By Kim Tong-hyung
Staff Reporter
Scientists have reported on a gene newly associated with Alzheimer's disease, saying that the discovery could help efforts to find a cure for the condition.
The research team, led by Seoul National University (SNU) Professor Suh Yoo-hun, said that the expression of the S100ap (S100 calcium binding protein A9) gene, also known as calgranulin B, was found to dramatically increase in the brains of Alzheimer's patients.
The study, which will be published in the online version of peer-review journal, PLoS ONE (Public Library of Science ONE), is the first to establish a link between the S100ap gene and the disease, Suh said.
The research also suggests the possibility of therapies based on using small interfering RNA (siRNA) to suppress the gene, an approach that showed promise in tests with laboratory mice.

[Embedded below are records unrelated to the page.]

PR #200, opened 2022-07-20
Allow to specify reqired memory when launching a job

ermanno:
### Notes
This patch allows the user to specify teh required memory when launching a job, if it is run on a Slurm cluster with memory based scheduling enabled.

### Tests
- Tested with a cluster with memory based scheduling enabled, observed that the correct parameter `--mem <specified value>` was present in the request to `sbatch`.
- Tested with a cluster with memory based scheduling, without specifying the value, verified that it was not present in the `sbatch` parameters.
- Tested with a cluster without memory based scheduling, verified that the part of the dialogue that allows to specify the required memory for the job is not show.

### DIFF
--- a/frontend/src/old-pages/Clusters/JobSubmitDialog.tsx
+++ b/frontend/src/old-pages/Clusters/JobSubmitDialog.tsx
@@ -9,6 +9,7 @@
 // OR CONDITIONS OF ANY KIND, express or implied. See the License for the specific language governing permissions and
 // limitations under the License.
 import * as React from 'react';
+import { useTranslation } from 'react-i18next';
 import { useState, setState, getState, clearState } from '../../store'
 import { findFirst, clusterDefaultUser } from '../../util'
 import { SubmitJob, PriceEstimate } from '../../model'
@@ -147,9 +148,11 @@ function JobCostEstimate() {
 export default function JobSubmitDialog({
   submitCallback
 }: any) {
+  const { t } = useTranslation();
   const open = useState([...submitPath, 'dialog']);
   const error = useState([...submitPath, 'error']);
   const jobPath = [...submitPath, 'job'];
+  const clusterName = getState(['app', 'clusters', 'selected']);
 
   const job = useState(jobPath);
   const submitting = useState([...submitPath, 'pending']);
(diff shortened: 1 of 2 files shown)


frontend/src/old-pages/Clusters/JobSubmitDialog.tsx
```diff
@@ -263,6 +270,23 @@ export default function JobSubmitDialog({
           </FormField>
         </SpaceBetween>
 
+        {
+          isMemBasedSchedulingEnabled && <SpaceBetween direction="vertical" size="xxs" key="mem">
+          <Header variant="h2"
+            description={t("JobSubmitDialog.requiredMemory.description")}>
+            <Trans i18nKey="JobSubmitDialog.requiredMemory.header" />
```
maurizp, line 277: Why are you using _Trans_ instead of the standard _useTranslation_ function used above in this case?

frontend/src/old-pages/Clusters/JobSubmitDialog.tsx
```diff
@@ -9,6 +9,7 @@
 // OR CONDITIONS OF ANY KIND, express or implied. See the License for the specific language governing permissions and
 // limitations under the License.
 import * as React from 'react';
+import {Trans, useTranslation} from 'react-i18next';
```
maurizp, line 12: Is _Trans_ strictly needed?

frontend/src/old-pages/Clusters/JobSubmitDialog.tsx
ermanno: That's a good point, I had started using `Trans` and then used the function because I was unable to use `Trans` for the description, trying with the function directly.

frontend/src/old-pages/Clusters/JobSubmitDialog.tsx
ermanno: Maybe not, I'll do a test using only `useTranslation` and eventually send a new revision.

frontend/src/old-pages/Clusters/JobSubmitDialog.tsx
ermanno: Okay, verified that we can do everything with the function, changed in rev2.

frontend/src/old-pages/Clusters/JobSubmitDialog.tsx
ermanno: Verified that we can do everything with the function, changed in rev2.

maurizp (approved):

PR #201, opened 2022-07-20
[scripts/downloader] Add a downloader script for syncing data.

charlesg3:
## Description

Adds a new multi-runner script that allows for the downloading of data at cluster creation. This allows for better bootstrapping of clusters that might need some small initial data that can be downloaded, thus allowing customers to continue to use PCM assuming said data is there.

## Changes

- Add a script that takes a destination an multiple source arguments and downloads each of those arguments to the destination
- Add said script to the multi-runner configuration

## How Has This Been Tested?

- Manually by creating a cluster with the multi-runner script enabled and validating that the files were successfully downloaded.

By creating a cluster with the following extension which specifies a destination and two arguments to download from:

image

I can login to the cluster and see that `index.html` and `parallelcluster-api.yaml` have been downloaded at cluster start time.

```
$ pcluster ssh -n downloader4 -i ~/keys/enguard.pem
The authenticity of host '3.12.197.2 (3.12.197.2)' can't be established.
ECDSA key fingerprint is SHA256:6M5OcTKE75IODge/Ld77VIgGMlyPVUuqJOsNWGTtYRU.
Are you sure you want to continue connecting (yes/no/[fingerprint])? yes
Warning: Permanently added '3.12.197.2' (ECDSA) to the list of known hosts.
Last login: Wed Jul 20 22:07:39 2022

       __|  __|_  )
       _|  (     /   Amazon Linux 2 AMI
      ___|\___|___|

https://aws.amazon.com/amazon-linux-2/
[ec2-user@ip-10-0-0-77 ~]$ ls /tmp
cfn-hup-stderr---supervisor-nde8kxfw.log  cfn-hup-stdout---supervisor-l_mszwrw.log  dna.json  extra.json  hsperfdata_root  index.html  parallelcluster-api.yaml  systemd-private-48ef0313e2c5454887663506cc30f718-chronyd.service-lCu4MJ  systemd-private-48ef0313e2c5454887663506cc30f718-cups.service-ysGmmW  wait_condition_handle.txt
[ec2-user@ip-10-0-0-77 ~]$ 
```


eantonin:
@charlesg3 

I have two questions:

1. Have you tested with URLs starting with s3 and http too?
2. Are these scripts documented somewhere to help the customer understand how they work?

resources/scripts/downloader.sh
```diff
@@ -0,0 +1,47 @@
...
+# Licensed under the Apache License, Version 2.0 (the "License"). You may not use this file except in compliance
+# with the License. A copy of the License is located at
+#
+# http://aws.amazon.com/apache2.0/
+#
+# or in the "LICENSE.txt" file accompanying this file. This file is distributed on an "AS IS" BASIS, WITHOUT WARRANTIES
+# OR CONDITIONS OF ANY KIND, express or implied. See the License for the specific language governing permissions and
+# limitations under the License.
+
+set -e
```
eantonin, line 13: issue(non-blocking): This is often considered a bad practice, see [this Stack Overflow post](https://stackoverflow.com/questions/19622198/what-does-set-e-mean-in-a-bash-script)

resources/scripts/downloader.sh
```diff
@@ -0,0 +1,47 @@
...
+
+while [[ $# -gt 0 ]]
+do
+SOURCE="$1"
+echo "Downloading ${SOURCE} to ${DEST}"
+
+if [[ $SOURCE =~ s3:// || $SOURCE =~ S3:// ]]; then
+  aws s3 cp $SOURCE .
+elif [[ $SOURCE =~ http:// || $SOURCE =~ HTTP:// || $SOURCE =~ https:// || $SOURCE =~ HTTPS:// ]]; then
+  wget -q ${SOURCE}
```
eantonin, line 40: suggestion(non-blocking): You could lower case $SOURCE in the condition and avoid double checks

resources/scripts/downloader.sh
eantonin, line 13: issue(non-blocking): This is often considered a bad practice, see [this Stack Overflow post](https://stackoverflow.com/questions/19622198/what-does-set-e-mean-in-a-bash-script)

resources/scripts/downloader.sh
eantonin, line 40: suggestion(non-blocking): You could lower case $SOURCE in the conditions and avoid double checks

resources/scripts/downloader.sh
```diff
@@ -0,0 +1,47 @@
...
+# or in the "LICENSE.txt" file accompanying this file. This file is distributed on an "AS IS" BASIS, WITHOUT WARRANTIES
+# OR CONDITIONS OF ANY KIND, express or implied. See the License for the specific language governing permissions and
+# limitations under the License.
+
+set -e
+
+DEST=$1
+
+if [ "$DEST" == "" ]; then
+  echo "You must specify a destination directory."
```
eantonin, line 18: question(non-blocking): Are this echos readable to someone?

eantonin (approved):
Approving as there are no-blocking comments

charlesg3:
> @charlesg3
> 
> I have two questions:
> 
> 1. Have you tested with URLs starting with http too?
> 2. Are these scripts documented somewhere to help the customer understand how they work?
> 
> Second question is kind of important to me because seeing the image above, it was not really clear to me what the script was trying to do, Source and Arg3 are kind of misleading, someone could think Arg3 concatenates with Source for example.
> 
> If we do not have a simple way to make those parameter more understandable via code, documentation could help. We could start documenting this script, and take that as a best practice for future scripts. What do you think?

Where do you recommend putting this documentation? I am happy to provide this wherever makes sense.

resources/scripts/downloader.sh
charlesg3: I believe they should be in the cloudwatch logs

resources/scripts/downloader.sh
charlesg3: done.

resources/scripts/downloader.sh
charlesg3: done.

eantonin:
> > @charlesg3
> > I have two questions:
> > 
> > 1. Have you tested with URLs starting with http too?
> > 2. Are these scripts documented somewhere to help the customer understand how they work?
> > 
> > Second question is kind of important to me because seeing the image above, it was not really clear to me what the script was trying to do, Source and Arg3 are kind of misleading, someone could think Arg3 concatenates with Source for example.
> > If we do not have a simple way to make those parameter more understandable via code, documentation could help. We could start documenting this script, and take that as a best practice for future scripts. What do you think?
> 
> Where do you recommend putting this documentation? I am happy to provide this wherever makes sense.

@charlesg3 Maybe the area in which the documentation can fit better is a https://pcluster.cloud/02-tutorials.html? Do you agree?

resources/scripts/downloader.sh
```diff
@@ -0,0 +1,50 @@
...
+  exit 1
+fi
+shift
+
+mkdir -p ${DEST}
+pushd ${DEST}
+
+if [[ $# -eq 0 ]]; then
+  echo "You must specify at leats one file to download."
```
eantonin, line 31: (nitpick, non blocking) Typo leats -> least

eantonin (approved):
approving with nitpick

resources/scripts/downloader.sh
charlesg3: Fixed.

eantonin (approved):
LGTM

``The deterioration of brain cells in the transgenic laboratory mice was slowed after an injection of siRNA. This gives the study important meaning, as it suggests the possibility of developing new drugs based on materials that suppress the S100a9 gene, which could help prevent or slow Alzheimer's,'' Suh said.
SiRNA, also known as silencing RNA, are a class of double-stranded RNA molecules that are involved in the RNA interference (RNAi) mechanism, which interferes with the expression of specific genes.
RNAi, considered among the most important breakthrough in recent findings, work by switching off individual genes, and scientists have been considering more ways to exploit the mechanism to target and suppress certain medical conditions.
The S100a9 is a member of the S100 family of proteins that are localized in the nucleus and membrane of a wide range of cells, and bind with calcium within those cells.
Although the gene is regarded as a marker protein for a number of inflammatory diseases in humans, such as rheumatoid arthritis, its exact functions have yet to be detailed.
Suh claims that suppressing S100a9 expression through the use of SiRNA would enhance chances of preventing Alzheimer's.
The delivery of SiRNA lowers cell levels of oxygen free radicals, known to cause cumulative damage within cells that results in Alzheimer's and other disorders.
The SiRNA treatment also suppresses pro-inflammatory cytokines, which are related to cardiovascular disease, insulin resistance and diabetes, Suh said.
By injecting ShRNA (short hairpin RNA) into the brains of mice genetically conditioned to carry human Alzheimer's disease, Suh's team successfully lowered the levels of beta-amyloid protein, which normally leads to nerve cell death in the brain.